For this exercise, return exactly the lines of the material below that begin at the one with "-24,7 +24,7 @@" and stop after the one with "-class QUICStreamVCAdapter : public".

> **Data for analysis**:
==*==

Issue #7341, opened 2020-11-20
☂️ATS is incompatible with OpenSSL 3.0 (unreleased)


maskit:
Several functions are going to be deprecated since OpenSSL 3.0.

- [ ] SHA256_Init/Update/Final
- [ ] ERR_get_error_line_data
- [ ] ENGINE API (e.g. ENGINE_get_default_RSA)

maskit:
> We are expecting 3.0 actual to be released in Q3 of this year.

https://mta.openssl.org/pipermail/openssl-users/2021-June/013900.html

bneradt:
Openssl 3.0 has been released now. @maskit : can you please update this issue with anything relevant now that it is released?

maskit:
I updated the list. The biggest change since the last check is that `HMAC()` function (one-shot HMAC function) was un-deprecated. HMAC low level functions were kept deprecated.

Also, this is not new info though, I realized that some deprecated functions are actually faster than the current equivalent functions (see #7447). It means we should not simply replace the deprecated functions with new ones.

jeredfloyd:
Fedora 36 has switched to OpenSSL 3.0.2 by default.  ATS builds successfully, but the tscore HKDF tests fail.

src/tscore/HKDF_openssl.cc:extract/expand() fail with EVP_PKEY_derive() returning failure.  These interfaces are deprecated in favor of the EVP_KDF_* interfaces, but I suspect this is an upstream bug that this simply fails.

I can build against the openssl1.1 compat packages in Fedora 36 for now so further investigation is lower on my priority list, but I welcome insight from OpenSSL experts!

jeredfloyd:
RHEL 9 does not ship with OpenSSL 1.1 compatibility libraries, so I'm looking to tackle the HKDF failures. Before I dig in, has anyone here already investigated?

```
-------------------------------------------------------------------------------
HKDF tests
  Basic test case with SHA-256
-------------------------------------------------------------------------------
unit_tests/test_HKDF.cc:30
...............................................................................

unit_tests/test_HKDF.cc:60: FAILED:
  CHECK( hkdf.extract(prk, &prk_len, salt, sizeof(salt), ikm, sizeof(ikm)) == 1 )
with expansion:
  -6 == 1
```

jeredfloyd:
Actual error message from OpenSSL is:
[...]

PR #8837, opened 2022-05-11
Add compatibility define when building with OpenSSL3

bryancall:
This is required for now when building with OpenSSL 3 until we switch to the new APIs and stop using the deprecated OpenSSL APIs.

### DIFF
--- a/build/crypto.m4
+++ b/build/crypto.m4
@@ -60,6 +60,25 @@ int main() {
 ])
 
 dnl
+dnl Check OpenSSL Version 3
+dnl
+AC_DEFUN([TS_CHECK_OPENSSL3], [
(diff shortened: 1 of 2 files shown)


bryancall:
[approve ci fedora]

maskit:
Linking to #7341 which has a list of the deprecated functions ATS uses.

maskit (approved):
I'm fine with this change for now but hope 10.0 release won't need it.

zwoop:
Are we really ok for master to use OpenSSL APIs for hashing etc. that calls malloc() on every lookup? This is in reference to 10.0.0 and the changes that were made there.

zwoop:
Cherry-picked to v9.2.x

bryancall:
Cherry picked to 9.1.x

PR #8838, opened 2022-05-11
mkdfa.c is not being used and doesn't compile with gcc 12.1.1

bryancall:


bryancall:
[approve ci debian]

zwoop:
Shouldn't we have nuked the mkdfa.c from the source ?

zwoop:
Cherry-picked to v9.2.x

bryancall:
Cherry picked to 9.1.x

PR #8847, opened 2022-05-12
Restore down nameservers after they come back online

bneradt:
This patch ensures that a previously down DNS will be used again by ATS
after connectivity to it is restored. Before this patch, we would try to
reconnect to it after one attempt at DNS_PRIMARY_RETRY_PERIOD, but not
again after.

---

## For review

Calling `DNSHandler::mainEvent` will attempt to reconnect to the name server if it had been previously marked as down. Before this patch, calling this was done via a set of `schedule_in` calls which didn't result in it being called regularly. It was called once, but then not again after that. This simplifies the logic by periodically calling `mainEvent` every 5 seconds over the lifetime of ATS which will, if needed, retry any down name servers. This is the purpose of the new `schedule_every` being  added in `startEvent` which replaces the various `schedule_in` calls in other code paths. This guarantees that we will re-inspect any down name servers every 5 seconds.

### DIFF
--- a/iocore/dns/DNS.cc
+++ b/iocore/dns/DNS.cc
@@ -609,6 +609,11 @@ DNSHandler::startEvent(int /* event ATS_UNUSED */, Event *e)
       n_con = 1;
     }
 
+    // Retrying the name servers is something done periodically over the
+    // lifetime of the handler. This ensures that we don't miss retrying if it
+    // is necessary.
+    this->_dns_retry_event = this_ethread()->schedule_every(this, DNS_PRIMARY_RETRY_PERIOD);
+
     return EVENT_CONT;
   } else {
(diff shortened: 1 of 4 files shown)


bneradt:
[approve ci fedora]

bneradt:
[approve ci fedora]

bneradt:
[approve ci fedora]

SolidWallOfCode (approved):

bneradt:
Note that this PR fixes an issue that was introduced by:
https://github.com/apache/trafficserver/pull/7843

Since that latter PR only went into 9.2.x and beyond, this PR should only go into (and should only help issues with) 9.2.x and beyond as well.

zwoop:
Cherry-picked to v9.2.x

PR #8849, opened 2022-05-13
Jsonrpc socket credentials work( and related work to support this sort of checks )

brbzull0:
**I will split this PR into two separade ones, 1 with the Context change and another one for the credentials work, so it will be easy to takle on a review**

When moved from `traffic_manger` admin socket to the new `JSONRPC` api the management api [restrictions](https://docs.trafficserver.apache.org/en/latest/admin-guide/files/records.config.en.html?highlight=restricted#proxy.config.admin.api.restricted) were left out, the only restriction in place was related to the creation of the jsonrpc unix socket(either `700` or `777`) just at user level, before we have the capability to check the socket’s peers credentials and allow or deny certain operations, like read only(record lookup) vs operation that can change the state of ATS(like a record set). This was a useful method to allow some non-root users to perform some actions while we leave root users to have full access to the API. 
This change brings a similar base approach,  and allows the RPC API to let the developers specify this restriction when registering the jsonrpc node handler.

As(of course) the message parsing is done earlier than the actual rpc handler callback is made and there was no connection between them, so  I had to implement a sort of late check **(this logic is most of this change)** that can be set by the network part and be executed later on right before the actual call is made, now a Context object travels from the server to the actual rpc manager which can be populated with specific checks which are executed after the rpc handler was found valid.

All this permissions checks are handled by a new error code (`Unauthorized Action`) which is the high level error, depending of the particular check that failed to pass the sub error section will be set, leaving the client an error like this:

```
   {
      "jsonrpc": "2.0",
      "error":{
         "code": 10,
         "message": "Unauthorized action",
         "data":[
            {
               "code": 2,
               "message":"Denied privileged API access for uid=XXX gid=XXX"
            }
         ]
      },
      "id":"5e273ec0-3e3b-4a81-90ec-aeee3d38073f"
   }
```
This change also includes:
- Documentation support 
- Some clean up in the code.

### DIFF
--- a/doc/admin-guide/files/jsonrpc.yaml.en.rst
+++ b/doc/admin-guide/files/jsonrpc.yaml.en.rst
@@ -56,7 +56,7 @@ In order for programs to communicate with |TS|, the server exposes a
 will find some of the configurable arguments that can be changed.
 
 
-.. _admnin-jsonrpc-configuration:
+.. _admin-jsonrpc-configuration:
 
 Configuration
 =============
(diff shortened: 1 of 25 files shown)


brbzull0:
I am creating a new one with separated commits for an easy review.

PR #8850, opened 2022-05-14
Fix Rocky Linux 8 arm64 GCC Compiler Warnings

bneradt:
This patch addresses the compiler warnings raised by the GCC 11.2.1
compiler on Rocky Linux 8 arm64:

-Werror=shift-negative-value in I_Continuation.h:

```
In file included from src/ts_asf_master_test_build/iocore/eventsystem/I_Action.h:29,
                 from src/ts_asf_master_test_build/iocore/eventsystem/I_EventSystem.h:32,
                 from src/ts_asf_master_test_build/iocore/eventsystem/I_VConnection.h:29,
                 from QUICStreamVCAdapter.cc:24:
src/ts_asf_master_test_build/iocore/eventsystem/I_Continuation.h: In instantiation of _constexpr int (Continuation::* continuation_handler_void_ptr(int (C::*)(int, T*)))(int, void*) [with C = QUICStreamVCAdapter; T = void; ContinuationHandler = int (Continuation:
:*)(int, void*)]_:
QUICStreamVCAdapter.cc:29:3:   required from here
src/ts_asf_master_test_build/iocore/eventsystem/I_Continuation.h:74:10: error: left shift of negative value [-Werror=shift-negative-value]
   74 |   return static_cast<ContinuationHandler>(fp2);
      |          ^~~~~~~~~~~~~~~~~~~~~~~~~~~~~~~~~~~~~
```

-Werror=sign-compare in fastlz.cc:

```
fastlz.cc: In function _void flz_copy64(uint8_t*, const uint8_t*, uint32_t)_:
fastlz.cc:209:17: error: comparison of integer expressions of different signedness: _int_ and _uint32_t_ {aka _unsigned int_} [-Werror=sign-compare]
  209 |   for (c = 0; c < count * 8; ++c) {
      |               ~~^~~~~~~~~~~
```

-Werror=maybe-uninitialized in header_rewrite:

```
header_rewrite/conditions.cc: In static member function _static void ConditionInbound::append_value(std::string&, const Resources&, NetworkSessionQualifiers)_:
header_rewrite/conditions.cc:1131:56: error: _tags_ may be used uninitialized [-Werror=maybe-uninitialized]
 1131 |     TSHttpTxnClientProtocolStackGet(res.txnp, tags.size(), tags.data(), &count);
      |                                               ~~~~~~~~~^~
In file included from header_rewrite/conditions.cc:29:
/opt/rh/gcc-toolset-11/root/usr/include/c++/11/array:176:7: note: by argument 1 of type _const std::array<const char*, 8>*_ to _constexpr std::array<_Tp, _Nm>::size_type std::array<_Tp, _Nm>::size() const [with _Tp = const char*; long unsigned int _Nm = 8]_ declared here
  176 |       size() const noexcept { return _Nm; }
      |       ^~~~
header_rewrite/conditions.cc:1128:33: note: _tags_ declared here
 1128 |     std::array<char const *, 8> tags;
      |                                 ^~~~
```

-Werror=type-limits in traffic_dump:

```
experimental/traffic_dump/json_utils.cc: In function _int {anonymous}::esc_json_out(const char*, int64_t, std::ostream&)_:
experimental/traffic_dump/json_utils.cc:117:18: error: comparison is always true due to limited range of data type [-Werror=type-limits]
  117 |       if ('\x00' <= c && c <= '\x1f') {
      |           ~~~~~~~^~~~
```

### DIFF
--- a/iocore/eventsystem/I_Continuation.h
+++ b/iocore/eventsystem/I_Continuation.h
@@ -71,6 +71,14 @@ constexpr ContinuationHandler
 continuation_handler_void_ptr(int (C::*fp)(int, T *))
 {
   auto fp2 = reinterpret_cast<int (C::*)(int, void *)>(fp);
+
+  // We keep this a static_cast for added static type analysis from the
+  // compiler. If a compiler warning is generated for the following line of
+  // code of the type "-Werror=shift-negative-value", then this may be an issue
+  // with multiple inheritance of the C templated type. Make sure that for type
+  // C the Continuation parent is listed first (either directly or indirectly
+  // via the inheritance tree) before any other parent in the multiple class
+  // heirarchy of C.
   return static_cast<ContinuationHandler>(fp2);
 }
 
--- a/iocore/net/quic/QUICStreamVCAdapter.cc
+++ b/iocore/net/quic/QUICStreamVCAdapter.cc
@@ -24,7 +24,7 @@
 #include "I_VConnection.h"
 #include "QUICStreamVCAdapter.h"
 
-QUICStreamVCAdapter::QUICStreamVCAdapter(QUICStream &stream) : QUICStreamAdapter(stream), VConnection(new_ProxyMutex())
+QUICStreamVCAdapter::QUICStreamVCAdapter(QUICStream &stream) : VConnection(new_ProxyMutex()), QUICStreamAdapter(stream)
 {
   SET_HANDLER(&QUICStreamVCAdapter::state_stream_open);
 }
--- a/iocore/net/quic/QUICStreamVCAdapter.h
+++ b/iocore/net/quic/QUICStreamVCAdapter.h
@@ -25,7 +25,7 @@
 #include "QUICStreamAdapter.h"
 #include "I_IOBuffer.h"
 
-class QUICStreamVCAdapter : public QUICStreamAdapter, public VConnection
+class QUICStreamVCAdapter : public VConnection, public QUICStreamAdapter
 {
 public:
   class IOInfo;
--- a/lib/fastlz/fastlz.cc
+++ b/lib/fastlz/fastlz.cc
@@ -205,7 +205,7 @@ flz_copy64(uint8_t *dest, const uint8_t *src, uint32_t count)
 {
   const uint8_t *p = (const uint8_t *)src;
   uint8_t *q       = (uint8_t *)dest;
-  int c;
+  unsigned int c;
   for (c = 0; c < count * 8; ++c) {
     *q++ = *p++;
   }
--- a/plugins/experimental/traffic_dump/json_utils.cc
+++ b/plugins/experimental/traffic_dump/json_utils.cc
@@ -114,7 +114,7 @@ esc_json_out(const char *buf, int64_t len, std::ostream &jsonfile)
       break;
     }
     default: {
-      if ('\x00' <= c && c <= '\x1f') {
+      if (c <= '\x1f') {
         write_buffered_context(buf, prevIdx, idx, jsonfile);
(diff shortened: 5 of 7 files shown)


iocore/eventsystem/I_Continuation.h
```diff
@@ -71,7 +71,7 @@ constexpr ContinuationHandler
 continuation_handler_void_ptr(int (C::*fp)(int, T *))
 {
   auto fp2 = reinterpret_cast<int (C::*)(int, void *)>(fp);
-  return static_cast<ContinuationHandler>(fp2);
+  return reinterpret_cast<ContinuationHandler>(fp2);
```
bneradt, line 74: @ywkaras : Let me know whether you have thoughts about what I'm doing here. This patch is modifying code you updated to get better compile time checks (#6996). The compiler warning I'm addressing is the rather unobvious:

```
     In file included from src/ts_asf_master_test_build/iocore/eventsystem/I_Action.h:29,
                      from src/ts_asf_master_test_build/iocore/eventsystem/I_EventSystem.h:32,
                      from src/ts_asf_master_test_build/iocore/eventsystem/I_VConnection.h:29,
                      from QUICStreamVCAdapter.cc:24:
     src/ts_asf_master_test_build/iocore/eventsystem/I_Continuation.h: In instantiation of _constexpr int (Continuation::* continuation_handler_void_ptr(int (C::*)(int, T*)))(int, void*) [with C = QUICStreamVCAdapter; T = void; ContinuationHandler = int (Continuation:
     :*)(int, void*)]_:
     QUICStreamVCAdapter.cc:29:3:   required from here
     src/ts_asf_master_test_build/iocore/eventsystem/I_Continuation.h:74:10: error: left shift of negative value [-Werror=shift-negative-value]
        74 |   return static_cast<ContinuationHandler>(fp2);
           |          ^~~~~~~~~~~~~~~~~~~~~~~~~~~~~~~~~~~~~
```

Changing to a reinterpret_cast from static_cast makes it happy, but if you have other ideas about how to address this, let me know.

randall (dismissed):

iocore/eventsystem/I_Continuation.h
ywkaras: If we change static_cast to reinterpret_cast, there will no longer be a compile-time check that C is derived from Continuation.  If C isn't we will just see undefined behavior at runtime.  This seem clearly to be a bizarre bug in gcc on Rocky Linux, as there is no shift operator involved.  Can we change it only on Rocky Linux using conditional compilation?

ywkaras: If someone could provide the contents of /etc/system-release on Rocky Linux, we could probably write an auto config macro to add '#define TS_ON_ROCKY_LINUX 0|1' in ink_config.h.

ywkaras (changes requested):
Use of reinterpret_cast may result in a wild **this** pointer, and it bypasses some compile-time checking.

ywkaras (approved):

iocore/eventsystem/I_Continuation.h
maskit: I happened to find this conversation (not watching changes to QUIC/H3 files 😎 ). I'm totally fine with switching the order of the parents, I wonder what would be the runtime difference though.

ywkaras: > I wonder what would be the runtime difference though.
It would be none, unless the compiler optimizer is able to detect cases at compile time where the address offset in the member function pointer is zero, and omit code to add it.  But, in that case, the change makes it faster, because it's causing the offset to be zero 😎 .  (Unless the the other base class besides VConnection has virtual functions, then it might be slower, but not by much.)

randall (approved):

zwoop:
Cherry-picked to v9.2.x

PR #8852, opened 2022-05-16
traffic_ctl - JSONRPC: make sure we display the error regardless of the formatting type.

brbzull0:
While working on a different pr I found out that some error weren't displayed by `traffic_ctl` as it was before the jsonrpc change, this change fixes this and also changes the output style for a "better" quick read, more like it was before jsonrpc.

Now this prints the main error and in a second level the more specifics. There could be more than one second level error.
```
$ traffic_ctl config set invalid.record val
Server Error found:
[9] Error during execution
- [2000] Record not found.
```

### DIFF
--- a/include/shared/rpc/RPCRequests.h
+++ b/include/shared/rpc/RPCRequests.h
@@ -203,24 +203,10 @@ operator<<(std::ostream &os, const RecordLookUpResponse::RecordError &re)
 inline std::ostream &
 operator<<(std::ostream &os, const JSONRPCError &err)
 {
-  os << "Error found.\n";
-  os << "code: " << err.code << '\n';
-  os << "message: " << err.message << '\n';
-  if (err.data.size() > 0) {
-    os << "---\nAdditional error information found:\n";
-    auto my_print = [&](auto const &e) {
-      os << "+ code: " << e.first << '\n';
-      os << "+ message: " << e.second << '\n';
-    };
-
-    auto iter = std::begin(err.data);
-
-    my_print(*iter);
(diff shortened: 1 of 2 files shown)


SolidWallOfCode (approved):
What happened to pretty printing? Is that always the case now?

include/shared/rpc/RPCRequests.h
```diff
@@ -203,23 +203,15 @@ operator<<(std::ostream &os, const RecordLookUpResponse::RecordError &re)
...
-
     auto iter = std::begin(err.data);
 
-    my_print(*iter);
+    os << "- [" << iter->first << "] " << iter->second << '\n';
     ++iter;
     for (; iter != std::end(err.data); ++iter) {
-      os << "---\n";
-      my_print(*iter);
+      os << "- [" << iter->first << "] " << iter->second << '\n';
```
cmcfarlen, line 214: Since the interleaved `---` is no longer being printed, this could just be a simple `for (auto it: err.data) ...` loop.

brbzull0:
> What happened to pretty printing? Is that always the case now?

No, it still work for  cases  that it's implemented and you request it, but the pretty printing is more for message ouitput(`jsonrpc.result`) and not for the error. This is for  general error, so it will be printed anyway  regardless your `--format` choice.

include/shared/rpc/RPCRequests.h
brbzull0: True.  Missed that, thanks a lot, fixed now.

PR #10878, opened 2023-11-29
Adjust nc usage in fix-post-early-return test

shinrich:
Fixing post-early-return test to use the base options of netcat so it will work on ubuntu22 as well.


shinrich:
> LGTM (but I'm in the kill the use of nc as much of possible camp).

Agreed, but when you are playing with timings, nc is often the easiest choice. The alternative is writing your own client or server.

==*==

> **Task result**:
@@ -24,7 +24,7 @@
 #include "I_VConnection.h"
 #include "QUICStreamVCAdapter.h"
 
-QUICStreamVCAdapter::QUICStreamVCAdapter(QUICStream &stream) : QUICStreamAdapter(stream), VConnection(new_ProxyMutex())
+QUICStreamVCAdapter::QUICStreamVCAdapter(QUICStream &stream) : VConnection(new_ProxyMutex()), QUICStreamAdapter(stream)
 {
   SET_HANDLER(&QUICStreamVCAdapter::state_stream_open);
 }
--- a/iocore/net/quic/QUICStreamVCAdapter.h
+++ b/iocore/net/quic/QUICStreamVCAdapter.h
@@ -25,7 +25,7 @@
 #include "QUICStreamAdapter.h"
 #include "I_IOBuffer.h"
 
-class QUICStreamVCAdapter : public QUICStreamAdapter, public VConnection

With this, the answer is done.